Keeping an Eye Out When Sites Go Down
miller60 writes "Are major web sites going down more often? Or are outages simply more noticeable? The New York Times looks at the recent focus on downtime at services like Twitter, and the services that have sprung up to monitor outages. When a site goes down, word spreads rapidly, fueled by blogs and forums. But there have also been a series of outages with real-world impact, affecting commodities exchanges, thousands of web sites and online stores."
Is downtime really more frequent? Or is it just more visible?
The answer is both.
"Kill 'em all and let Root sort 'em out"
Twitter's infrastructure is notoriously poorly thought out, and I sort of doubt they employed any systems administrators (or service engineers, or operations engineers, or whatever) up until recently.
I think the barrier to entry from an engineering standpoint has been lowered such that you can more easily make a site that appears to be pretty decent and attracts an audience. What is often missing is the behind-the-scenes work which ensures that the service is:
- Deployed properly, with testing and staging environments that actually mirror production.

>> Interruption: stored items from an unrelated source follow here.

PR #140, opened 2015-04-16
Add isEmpty() convenience method.

JakeWharton:
`size() == 0` is so 2014

### DIFF
--- a/okio/src/main/java/okio/Buffer.java
+++ b/okio/src/main/java/okio/Buffer.java
@@ -59,6 +59,11 @@ public final class Buffer implements BufferedSource, BufferedSink, Cloneable {
     return size;
   }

- Fault-tolerant at every practical level. This gets expensive, so you see datacenter failures take down large swaths of sites who don't have multiple locations.
- Constantly monitored, including performance metrics, to find issues quickly or ever before they happen.
This is the kind of work that always seems to take a back seat to development due to resource constraints, but it really needs to occur in tandem with the development process.
If you don't design a site from the ground up to be redundant and highly performing, its pretty difficult to flip a switch and make it that way later. Which is basically what Twitter has found out. Whether or not this mentality is taking over the Interworld is another story though.
These days web pages comprise of multiple sources, often displaying content from multiple servers. Consider that 'back in the day' a web site was a static HTML file with multiple links. These days we have a 'site' linking to an image server, media server, advertising server, with sql backbones and other content providers. When one of these sites fail, often the whole works goes down.
Which is also why many major sites are so slow to load on less than optimal connections (which many are still stuck with). Personally, I find all the bells and whistles distracting, complicating, and useless. It seems like sites compete to see how crowded and busy they can make their pages. Right up at the top of the list for me are sites that insist on displaying some stupid Flash screen (that adds nothing to the meat and potatoes content/function of the site) and give you no option for bypassing it. The Internet could be a marvelous animal for information if website designers could just resist the impulse to throw every possible widget and geegaw into the mix. It not only adds little to the basic functionality of the site, but as pointed out above, just increases the number of individual elements that can fail and slow or stop a site in its tracks.
Me, if I want the MLB scores, or the news headlines, or to compare prices between a few retailers, all I need is the information, please -- I don't need need a floor show accompanying it.
"Every great cause begins as a movement, becomes a business, and eventually degenerates into a racket." -- Eric Hoffer
So don't go there, don't click on links to it, and stop bitching about it. It only annoys you if you let it.
Or do you just like to whine?
Yes, they got a mention, because they can't fucking make the damn thing stop dying. If you want to be that prominent you need to get your shit together, or take the flak.
i am a soviet space shuttle
An important, related issue is the loss of local knowledge.
If you did a web startup ten years ago, you pretty much had to hire a sysadmin. If you had a good one, they would yell at your developers about their retarded, unscalable designs. Having a scary bearded man threaten you with defenestration has its downsides, but it does give you an incentive to consider the impact to operations.
The ever-lower cost of hosting is also a problem. If you tried to just throw $250k of hardware at a scaling issue back then, hopefully some executive would come by and ask some WTF-ish questions. (Unless you were at Boo.com or Webvan, natch.) But now, monthly rental on equivalent computing power is circa $400. Who'd bitch about that? Which allows you to really settle in to a totally unscalable architecture.